=== Your objective ===
Only lines that contain the word "review" are to be returned from the data below.

=== Supplied entries ===
PR #4896, opened 2017-08-14
Set array type to ObjectType of field if available.

simitt:
Type of array items needs to be defined when creating a mapping for arrays. For dynamic mapping ES uses the type of the first array item. For pre-defined mapping use ObjectType information set in the fields.yml if available.


ruflin:
jenkins, test it

ruflin:
Merging as build failures are unrelated.

PR #6693, opened 2018-03-29
Be more strict in LICENSE checking

tsg:
This adds checks that:

* everything that we vendor has at least a LICENSE file
* all licenses used are from the accepted list

The checks are executed on `make check` and `make notice`.


dev-tools/generate_notice.py
```diff
@@ -51,32 +51,85 @@ def gather_dependencies(vendor_dirs):
...
+    """
+    Get a list of license files from a given directory.
+    """
+    licenses = []
+    for filename in os.listdir(folder):
+        if filename.startswith("LICENSE") and "docs" not in filename:
+            licenses.append(filename)
+        if filename.startswith("APLv2"): # gorhill/cronexpr
+            licenses.append(filename)
+    return licenses
```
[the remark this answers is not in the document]
tsg: I need to call `len(get_licenses(...))` a couple of times. That would mean I'd have to call `len(list(get_licenses(...)))` which I find uglier than the current version.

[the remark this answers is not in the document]
jsoriano: Ok, I see. For these checks you could also use `if len([get_licenses(...)]) > 0:` (uglier too), or `if any(get_licenses(...)):` (a bit trickier).

ruflin:
It seems in this PR some dependencies were updated but the vendor.json file did not change?

It will also need an other `make update`.

tsg:
@ruflin I removed `goautoneg` from `vendor.json` as well and rebased the PR.

dev-tools/generate_notice.py
```diff
@@ -51,35 +51,92 @@ def gather_dependencies(vendor_dirs, overrides=None):
...
+                    print("WARNING: No version information found for: {}".format(lib_path))
+                    lib = {"path": lib_path}
+                else:
+                    lib = lib_search[0]
+                lib["license_file"] = os.path.join(root, filename)
+
+                lib["license_contents"] = read_file(lib["license_file"])
+                lib["license_summary"] = detect_license_summary(lib["license_contents"])
+                if lib["license_summary"] == "UNKNOWN":
+                    print("WARNING: Unknown license for: {}".format(lib_path))
```
ruflin: For the future: We could exit with 1 in such cases to make sure CI fails and we don't add any unknown licenese.

metricbeat/vendor/vendor.json
```diff
@@ -2,12 +2,6 @@
 	"comment": "",
 	"ignore": "test github.com/elastic/beats",
 	"package": [
-		{
```
ruflin: @tsg It is still strange that there are new LICENSE files for `go-sysinfo` for example and it does not show up as a new commit id in the vendor.json? Same for the other 4 where licene files were added.

dev-tools/generate_notice.py
tsg: There's another check for "acceptable" licenses at the end of the script, which raises an exception and therefore makes CI red.

metricbeat/vendor/vendor.json
tsg: Uhm, yes, I manually copied the license files in some cases 😇 

In some cases, govendor doesn't copy those files, because they are at a different level than the go files. That was the case of `go-ole/go-ole`. I'm thinking manually copying it is the best approach for that case.

For `go-sysinfo` and `go-windows` I only copied them that way because the upstream PRs that were adding the licenses upstream weren't merged yet. I'll do those the right way now.

tsg:
jenkins, test it

metricbeat/vendor/vendor.json
tsg: Hmm, I tried to upgrade the two but they both come with a few code changes unrelated to the license. Fine if we do the upgrade in a new PR so that the code changes are easier to review?

ruflin: @tsg yes

For the go-ole one I worry that every time we update we forget the LICENSE but not sure how to fix that.

tsg: We can't forget because the script will now return an error if any dep doesn't have the license.

PR #6701, opened 2018-03-29
Metricbeat: Improvements in docker diskio metricset

jsoriano:
This PR continues with #6608 in the aim to provide docker metrics more consistent with `docker stats`. Currently we report for disk I/O the number of operations per second.

This PR adds accumulated I/O stats per number of operations and per data volume since the container started, as `docker stats` does. I think this information is more valuable, as it permits to have further aggregations when visualizing it. It also addresses some other issues in the metricset.

Fields in events have been reorganized and old ones have been marked as deprecated.

We could also add some extra functionality, as obtaining metrics also on Windows hosts (as is this module now it would only work with docker daemons running on Linux and not sure about Mac). In Linux we could also collect metrics per block device.

- [x] Add accumulated I/O stats to diskio metricset
- [x] Fix diskio metricset when docker reads from multiple devices
- [x] Some naming and documentation fixes
- [x] Fix memory leak in blkio service (last seen stats were being stored, but never removed)
- [x] More tests

To follow-up in other issues:

- ~~Group by device in Linux?~~ To be done if requested in the future
- Support for Windows storage stats? Follow-up issue #6815

### DIFF
--- a/metricbeat/module/docker/diskio/_meta/fields.yml
+++ b/metricbeat/module/docker/diskio/_meta/fields.yml
@@ -15,6 +15,7 @@
             Number of reads during the life of the container
         - name: bytes
           type: long
+          format: bytes
           description: >
             Bytes read during the life of the container
         - name: rate
@@ -37,6 +38,7 @@
             Number of writes during the life of the container
         - name: bytes
           type: long
+          format: bytes
           description: >
             Bytes written during the life of the container
         - name: rate
@@ -59,6 +61,7 @@
             Number of I/O operations during the life of the container
         - name: bytes
           type: long
+          format: bytes
           description: >
             Bytes read and written during the life of the container
         - name: rate
--- a/metricbeat/module/docker/diskio/_meta/fields.yml
+++ b/metricbeat/module/docker/diskio/_meta/fields.yml
@@ -4,15 +4,69 @@
     Disk I/O metrics.
   release: ga
   fields:
+    - name: read
+      type: group
+      description: >
+        Accumulated reads during the life of the container
+      fields:
+        - name: ops
+          type: long
+          description: >
+            Number of reads during the life of the container
+        - name: bytes
+          type: long
+          description: >
+            Bytes read during the life of the container
+        - name: rate
+          type: long
+          description: >
+            Number of current reads per second
     - name: reads
       type: scaled_float
+      deprecated: true
       description: >
-        Number of reads.
+        Number of current reads per second
+    - name: write
+      type: group
+      description: >
+        Accumulated writes during the life of the container
+      fields:
+        - name: ops
+          type: long
+          description: >
+            Number of writes during the life of the container
+        - name: bytes
+          type: long
+          description: >
+            Bytes written during the life of the container
+        - name: rate
+          type: long
+          description: >
+            Number of current writes per second
     - name: writes
       type: scaled_float
+      deprecated: true
       description: >
-        Number of writes.
+        Number of current writes per second
+    - name: summary
+      type: group
+      description: >
+        Accumulated reads and writes during the life of the container
+      fields:
+        - name: ops
+          type: long
+          description: >
+            Number of I/O operations during the life of the container
+        - name: bytes
+          type: long
+          description: >
+            Bytes read and written during the life of the container
+        - name: rate
+          type: long
+          description: >
+            Number of current operations per second
     - name: total
       type: scaled_float
+      deprecated: true
       description: >
-        Number of reads and writes combined.
+        Number of reads and writes per second
--- a/metricbeat/module/docker/diskio/data.go
+++ b/metricbeat/module/docker/diskio/data.go
@@ -21,6 +21,21 @@ func eventMapping(stats *BlkioStats) common.MapStr {
 		"reads":  stats.reads,
 		"writes": stats.writes,
 		"total":  stats.totals,
+		"read": common.MapStr{
+			"ops":   stats.serviced.reads,
+			"bytes": stats.servicedBytes.reads,
+			"rate":  stats.reads,
+		},
+		"write": common.MapStr{
+			"ops":   stats.serviced.writes,
+			"bytes": stats.servicedBytes.writes,
+			"rate":  stats.writes,
+		},
+		"summary": common.MapStr{
+			"ops":   stats.serviced.totals,
+			"bytes": stats.servicedBytes.totals,
+			"rate":  stats.totals,
+		},
 	}
 
 	return event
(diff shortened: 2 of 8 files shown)


metricbeat/module/docker/diskio/helper.go
```diff
@@ -45,56 +48,62 @@ func (io *BLkioService) getBlkioStatsList(rawStats []docker.Stat, dedot bool) []
 	return formattedStats
 }
 
-func (io *BLkioService) getBlkioStats(myRawStat *docker.Stat, dedot bool) BlkioStats {
+// TODO: User StorageStats instead of BlkioStats on Windows
```
jsoriano: According to docker stats API documentation, `BlkioStats` is only populated in Linux, for Windows there is another structure under `StorageStats`.

metricbeat/module/docker/diskio/helper.go
```diff
@@ -45,56 +48,62 @@ func (io *BLkioService) getBlkioStatsList(rawStats []docker.Stat, dedot bool) []
...
-func (io *BLkioService) getNewStats(time time.Time, blkioEntry []types.BlkioStatEntry) BlkioRaw {
+func (io *BlkioService) getNewStats(time time.Time, blkioEntry []types.BlkioStatEntry) BlkioRaw {
 	stats := BlkioRaw{
 		Time:   time,
 		reads:  0,
 		writes: 0,
 		totals: 0,
 	}
+
 	for _, myEntry := range blkioEntry {
```
jsoriano: Entries are per operation type, but also per Major/Minor (per device), so they should be summed by type. We could also decide to send metrics per device. Opinions?

metricbeat/module/docker/diskio/_meta/fields.yml
```diff
@@ -7,12 +7,56 @@
     - name: reads
       type: scaled_float
       description: >
-        Number of reads.
+        Number of current reads per second
```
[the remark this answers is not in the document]
jsoriano: +1 to the deprecated field, I think we need something like this.

The API exports it as gauges, but I'd say it doesn't do any calculation for block I/O. The problem I see with counters and this kind of metrics is that you have to be very careful about how and when you collect them.

metricbeat/module/docker/diskio/data.go
```diff
@@ -21,6 +21,20 @@ func eventMapping(stats *BlkioStats) common.MapStr {
 		"reads":  stats.reads,
 		"writes": stats.writes,
 		"total":  stats.totals,
+		"serviced": common.MapStr{
```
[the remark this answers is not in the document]
jsoriano: Umm, this could be an approach, yes, I'll update the PR with this.

metricbeat/module/docker/diskio/helper.go
jsoriano: The biggest issue about Windows at the moment is testing it, maybe better to leave the TODO here and open a follow-up issue, yes.

metricbeat/module/docker/diskio/helper.go
jsoriano: These blkio entries are defined as:
```
// BlkioStatEntry is one small entity to store a piece of Blkio stats
// Not used on Windows.
type BlkioStatEntry struct {
    Major uint64 `json:"major"`
    Minor uint64 `json:"minor"`
    Op    string `json:"op"`
    Value uint64 `json:"value"`
}
```
I mean Major/Minor numbers as the identifier of a device in a posix system, in this case they identify the block device related to these stats.

So we have information per device, and we could send that, though the mapping between Major/Minor and device files, mountpoints or something useful would be tricky, and we couldn't provide the same functionality for Windows.

metricbeat/module/docker/diskio/helper.go
```diff
@@ -45,56 +48,62 @@ func (io *BLkioService) getBlkioStatsList(rawStats []docker.Stat, dedot bool) []
...
 		if myEntry.Op == "Write" {
-			stats.writes = myEntry.Value
+			stats.writes += myEntry.Value
```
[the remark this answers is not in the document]
jsoriano: We only get the value of the last request. The sum is to sum the same operation on multiple devices.

metricbeat/module/docker/diskio/data.go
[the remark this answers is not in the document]
jsoriano: Added a new commit with this approach https://github.com/elastic/beats/pull/6701/commits/2a0306bb6c45e8cfbe6d759f2c05c6b074afa904

metricbeat/module/docker/diskio/helper.go
jsoriano: Yes, in any case I'm not sure about how to do it in a useful way with proper mapping between device ids and device files or mountpoints. We can leave it till we see someone needing it.

metricbeat/module/docker/diskio/_meta/fields.yml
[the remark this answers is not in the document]
jsoriano: Added

metricbeat/module/docker/diskio/helper.go
```diff
@@ -45,56 +50,64 @@ func (io *BLkioService) getBlkioStatsList(rawStats []docker.Stat, dedot bool) []
...
+	oldBlkioStats, exist := io.BlkioStatsPerContainer[myRawStat.Container.ID]
 	if exist {
 		myBlkioStats.reads = io.getReadPs(&oldBlkioStats, &newBlkioStats)
 		myBlkioStats.writes = io.getWritePs(&oldBlkioStats, &newBlkioStats)
 		myBlkioStats.totals = io.getTotalPs(&oldBlkioStats, &newBlkioStats)
 	}
 
-	io.BlkioSTatsPerContainer[myRawStat.Container.ID] = newBlkioStats
+	// FIXME: Memory leak
+	io.BlkioStatsPerContainer[myRawStat.Container.ID] = newBlkioStats
```
jsoriano: I think we have a memory leak here, entries are never removed, I'll take a look to this too.

jsoriano:
I have added a new test, to cover all calculations done on raw stats, there are some other tests that could be revisited, but I left them by now. Regarding Windows, I have created a follow-up issue #6815.

This would be ready for review.

metricbeat/module/docker/diskio/_meta/fields.yml
```diff
@@ -4,15 +4,69 @@
...
+      type: group
+      description: >
+        Accumulated reads during the life of the container
+      fields:
+        - name: ops
+          type: long
+          description: >
+            Number of reads during the life of the container
+        - name: bytes
+          type: long
```
ruflin: Could you add here `format: bytes` to kibana can make sense of it. Same is true for other bytes values.

jsoriano:
`data.json` updated and bytes fileds formatted as bytes

metricbeat/module/docker/diskio/_meta/fields.yml
jsoriano: Done

jsoriano:
Failing tests not related to these changes.

PR #6707, opened 2018-03-29
Make cherrypick_pr and open_pr scripts add version labels

tsg:
When cherry-picking, automatically reads the version from the target branch
and adds it as a label to the original PR.

When opening a new PR, automatically add the version label.

### DIFF
--- a/dev-tools/cherrypick_pr
+++ b/dev-tools/cherrypick_pr
@@ -2,6 +2,7 @@
 """Cherry pick and backport a PR"""
 
 import sys
+import os
 import argparse
 from os.path import expanduser
 import re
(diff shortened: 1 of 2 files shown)


ruflin:
One thing I worry with labels on each PR is what we had close to the 6.0 release. Some labels had `v6.0.0-*` label on them but the PR's did not make it in in time. Same for backports which don't get merged in time. In 6.0 the issue was the some people expected on the label that it will be in the release.

Not sure I have the full background on why we need labels with the version number it should go in on the PR.

tsg:
@ruflin I see, ideally the label would be added at merge time instead of opening time, but that doesn't quite match our workflow (we merge with the green button).  I'd say that compared to the grand time line, the difference is not to big, so there shouldn't be a ton of affected PRs, but it's something to keep in mind.

I suspect that we had issues before because the labels were completely manual.

PR #6708, opened 2018-03-30
Add support for docker autodiscover to monitor containers on host network

vjsamuel:
In today's approach autodiscover docker provider can not monitor containers running on Host network. If a container runs on host network it would not have `.NetworkSettings.IPAddress` as seen below:

```
# docker inspect --format '{{ .NetworkSettings.IPAddress }}' jobmanager #runs as --net=host

# docker inspect --format '{{ .NetworkSettings.IPAddress }}' filebeat #normal container
172.17.0.2
```

To be able to monitor these containers we detect a host address that can be used be the docker auto discover as follows:
* If filebeat/metricbeat runs as a container, try to check with the the Docker daemon if the hostname is the prefix of one of the running containers. If yes, get the `Gateway` of the network interface. That will be the host address that can be used.
* If filebeat/metricbeat are running as processes on the host, get an IP address on the host that is not a loop back address and use them to monitor.


ruflin:
As we already had this feature in 6.2, could you add a CHANLOGE entry? As far as I understand the change, it's an addition / enhancement and will not break anything existant.

For the `data.host` change: This change is only indirectly related to the previous one. So probably worth 2 changelog entries?

ruflin:
jenkins, test it

vjsamuel:
@ruflin i think it is necessary to break this PR into 2. Otherwise you wont be able to back port this fix to 6.2. Thoughts?

ruflin:
I'm always up for 2 PR's if they can be separated, especially if one of them needs backport.

vjsamuel:
@ruflin this PR has to be back ported to 6.2 and I have pulled out the hints builder changes to a separate PR[https://github.com/elastic/beats/pull/6727] to allow the same.

ruflin:
jenkins, test it

libbeat/common/docker/util.go
```diff
@@ -0,0 +1,47 @@
...
+
+func getLocalIP() string {
+	addrs, err := net.InterfaceAddrs()
+	if err != nil {
+		return ""
+	}
+	for _, address := range addrs {
+		// Check the address type and if it is not a loop back then return it
+		if ipnet, ok := address.(*net.IPNet); ok && !ipnet.IP.IsLoopback() {
+			if ipnet.IP.To4() != nil {
```
jsoriano: Any reason to limit to IPv4 only?

libbeat/common/docker/watcher.go
```diff
@@ -291,8 +293,15 @@ func (w *watcher) listContainers(options types.ContainerListOptions) ([]*Contain
...
+		var gateways []string
 		for _, net := range c.NetworkSettings.Networks {
-			ipaddresses = append(ipaddresses, net.IPAddress)
+			if net.IPAddress != "" {
+				ipaddresses = append(ipaddresses, net.IPAddress)
+			}
+
+			if net.Gateway != "" {
+				gateways = append(gateways, net.Gateway)
+			}
```
jsoriano: Here, when requesting information from the daemon we could also get the Hostname, at least if we use inspect, not sure with list.

libbeat/common/docker/util.go
```diff
@@ -0,0 +1,47 @@
...
+			}
+		}
+	}
+
+	// If the process is not running in a container then return a valid IPv4 address that can be used to access
+	// the service as it would be running on host network.
+	return getLocalIP()
+}
+
+func getLocalIP() string {
```
jsoriano: This method is a bit tricky, are we sure that `net.InterfaceAddrs()` always returns the addresses in the same order? what happens if an address is added or removed?

I think there is no safe method to guess the address of a host with multiple addresses :neutral_face: maybe for that case we should allow to configure a host address in metricbeat (e.g. sensu has the [address setting](https://docs.sensu.io/sensu-core/1.2/reference/clients/#client-attributes), and kubelet has the `--node-ip` flag), and take it from there @ruflin wdyt?

libbeat/common/docker/watcher.go
jsoriano: A container running in host network gets the hostname of the host.

ruflin:
jenkins, test it

libbeat/common/docker/watcher.go
```diff
@@ -292,7 +293,20 @@ func (w *watcher) listContainers(options types.ContainerListOptions) ([]*Contain
...
+				ipaddresses = append(ipaddresses, net.IPAddress)
+			}
+		}
+
+		// If there are no network interfaces, assume that the container is on host network
+		// Inspect the container directly and use the hostname as the IP address in order
+		if len(ipaddresses) == 0 {
+			info, err := w.client.ContainerInspect(w.ctx, c.ID)
+			if err == nil {
+				ipaddresses = append(ipaddresses, info.Config.Hostname)
```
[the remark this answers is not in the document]
vjsamuel: i checked this behavior and it seems to work.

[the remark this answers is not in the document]
vjsamuel: neither approach work (using hostname and gateway ip) on mac however

ruflin:
@jsoriano @vjsamuel Can you push this one forward together? @exekias FYI

exekias:
I'm ok with this change if we don't find something more reliable. I was planning to do some research on this and try to come up with some alternative way to retrieve host IP, not sure it's possible though :)

exekias:
I've been researching this with @vjsamuel, it seems we can get host IP by checking the default gateway:
```
root@85ae06759fea:/# netstat -nr | grep '^0\.0\.0\.0' | awk '{print $2}'
172.17.0.1
```
It should be possible to read it from proc filesystem, I guess this will support more use cases, still to be tested

vjsamuel:
@exekias i was revisiting the code today, i feel that this might be the cleanest solution code-wise. what do you think? if you are not convinced, i can make the above discussed change

CHANGELOG.asciidoc
```diff
@@ -161,6 +161,9 @@ https://github.com/elastic/beats/compare/v6.2.3...master[Check the HEAD diff]
 - Add experimental Jolokia Discovery autodiscover provider. {pull}7141[7141]
 - Add owner object info to Kubernetes metadata. {pull}7231[7231]
 - Add beat export dashboard command. {pull}7239[7239]
+- Add a default seccomp (secure computing) filter on Linux that prohibits
+  execve, execveat, fork, and vfork syscalls. A custom policy can be configured. {issue}5213[5213]
+- Add support for docker autodiscover to monitor containers on host network {pull}6708[6708]
```
exekias: some entries sneaked in here

libbeat/common/docker/watcher.go
```diff
@@ -290,7 +291,20 @@ func (w *watcher) listContainers(options types.ContainerListOptions) ([]*Contain
...
+			} else {
+				logp.Debug("docker", "unable to inspect container %s due to error %v", c.ID, err)
```
exekias: this should probably be a warning message? as it should not happen frequently, and can cause some debugging nightmares

exekias:
jenkins, test this please

PR #6709, opened 2018-03-30
Cherry-pick #6130 to 6.2: Change kubernetes.node.cpu.allocatable.cores to float

ruflin:
Cherry-pick of PR #6130 to 6.2 branch. Original message: 

Closes https://github.com/elastic/beats/issues/6123


jsoriano:
Could we have used `scaled_float` here?

ruflin:
@jsoriano Probably yes. I'm hesitant to change it in the backport but then would rather merge this one, open a second PR against master and backport this too.

I wonder if we should treat float to scaled_float as a breaking change. In general I would say no, so we go have `float` in 6.2 and do the scaled_float improvement in 6.3 to save space.

jsoriano:
Ok, merging this then

PR #6716, opened 2018-03-30
Introduce environment variable to skip compose starting environment

ruflin:
By default the golang integration tests in metricbeat use docker compose to start their own environment for testing. This is useful for quick and automated testing. But in some cases a local instance of the service is used for developing and testing a metricset. This PR introduces the `NO_COMPOSE` environment variable which can be used to skip the starting of the service with compose.

To generate data for logstash.node_stats metricset from a local LS instance, the following command can be used:

```
NO_COMPOSE=1 go test -tags=integration github.com/elastic/beats/metricbeat/module/logstash/node_stats/... -data
```

### DIFF
--- a/libbeat/tests/compose/compose.go
+++ b/libbeat/tests/compose/compose.go
@@ -11,6 +11,8 @@ import (
 	"testing"
 	"time"
 
+	"strconv"
+
 	"github.com/docker/libcompose/docker"
 	"github.com/docker/libcompose/docker/ctx"
 	"github.com/docker/libcompose/project"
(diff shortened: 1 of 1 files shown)


libbeat/tests/compose/compose.go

=== Result ===
tsg: Hmm, I tried to upgrade the two but they both come with a few code changes unrelated to the license. Fine if we do the upgrade in a new PR so that the code changes are easier to review?
This would be ready for review.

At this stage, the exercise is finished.